Yeah, but 4oz is a quarter pound. As in, get the lighter scope and I can eat a quarter pound on the way up the mountain 

Edit: top o the mornin', errr uh, top o the page! (Above goob!)


----------



## GaryFish (Sep 7, 2007)

Good point. AND top of page. Well played RandomElk16. Well played. Goob's going to be ticked!


----------



## wyogoob (Sep 7, 2007)

GaryFish said:


> OK Goob. I'll type this slowly so you can follow along. The point I was making, is the difference in weight between the two scopes is really a non-factor. Like that difference will make a guy too tired to set up a long distance shot, as was indicated. The weight difference between the two scopes mentioned, is 4 ounces. That's it. So maybe that is more than one extra cartridge. But the point I was making - it doesn't matter.
> 
> So I do think I understood what I think it is that I meant to said. I'm just not sure that you understood what I said, when I said what I think I meant to say, when I said it.


Oohh, I got it now. Thank you.

I'm such a dope.

.


----------



## wyogoob (Sep 7, 2007)

That's bull crap. I should have the top of the page. I was correcting a spelling error. 

G(&d Da(&m Canadian Forum ()&^54rds.

.


----------



## FULLHOUSE (Oct 1, 2007)

ridgetop said:


> I'm looking at buying the Vortex HS scope and have narrowed it down to either the 4x16x44 or the 6x24x50. I would want to shoot deer/ antelope out to 700 yards. The 4x16 is smaller and weighs less. Would the 24x make a big difference staying on target at that distance over the 16x?


I'm in the process of building a new long range setup and decided to go with vortex. I think I am going with the 4x16x44 HST model. You might want to check out that model also.


----------



## longbow (Mar 31, 2009)

Springville Shooter said:


> One little tidbit that I've noticed is that I prefer to hunt with a scope that will be used on the highest power. Over time, I have narrowed the perfect number for me to be somewhere between 12x and 14x as I can still make quick shots if I have to. I normally only turn the power down when I am lining up over the chronograph and want to be able to see the stadia wires.I have a few scopes that are more powerful and they are used almost exclusively for varmint/target/screwing around. One other thing to pay close attention to is the parallax adjustment. This must work good for you to be on at longer ranges especially from field positions where perfect head positioning doesn't always happen. Ok, I'm done blabbering------SS


One sidenote about parallax adjustment, Don't trust the scale on your dial. Sometimes they are way off. Use the head-bob method while your slowly adjusting the parallax instead. Set your parallax dial at 100 while your gun is in a rest and look at a target 100 yards away. Now, without touching your rifle, bob your head up and down while you look through your scope. Does the crosshairs go up and down across your target. I'll bet on your cheaper models it does. Slowly turn your dial until the crosshairs stay still. Look at your dial. I'll bet it's different than the 100 yrd on your dial. At long distance this makes a big difference. Try it.
My cheaper scopes like the Vortexes all do this. All my NF, Mark IV and S & B scopes are spot on but most are not. That doesn't mean there's anything wrong with your scope, it's just something to be aware of.


----------



## longbow (Mar 31, 2009)

FULLHOUSE said:


> I'm in the process of building a new long range setup and decided to go with vortex. I think I am going with the 4x16x44 HST model. You might want to check out that model also.

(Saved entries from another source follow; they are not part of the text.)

PR #300, opened 2016-09-17
totems: TotemFrame is parented to PlayerFrame

p3lim:
It will be hidden with oUF:DisableBlizzard()

Mentioned here: https://github.com/oUF-wow/oUF/pull/283#issuecomment-239676805


p3lim:
Was not sure if I wanted to kill the registering/unregistering of the TotemFrame events or not.

ls-:
It's fine, better safe than sorry...

PR #303, opened 2016-09-22
core: Arena and Boss frames' statusbars have no key reference

p3lim:


p3lim:
Nevermind, they get their key reference after being created.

I have the same scope on my 300Wby Accumark. For the money it's a great scope! It has a fine crosshair so dissecting small targets at distance is easy and it has pretty darn clear optics. It's a good scope.


----------



## longbow (Mar 31, 2009)

Springville Shooter said:


> I agree with the consensus. For shooting big game, 16X is good enough. If you were shooting varmints or golf balls, I would suggest more power. I shoot a 4.5-14 out to 700 all the time. -----SS


I agree. I little more power would be nice to help read the mirage at certain times while hunting. (SS, you know what I'm talking about.) You can get some pretty bad/good mirage with a 16 power though and it's quite useful for telling wind direction and speed.


----------



## longbow (Mar 31, 2009)

...


----------



## FULLHOUSE (Oct 1, 2007)

longbow said:


> I have the same scope on my 300Wby Accumark. For the money it's a great scope! It has a fine crosshair so dissecting small targets at distance is easy and it has pretty darn clear optics. It's a good scope.


Good to know longbow I was wondering how the fine crosshairs would be at long distances.


----------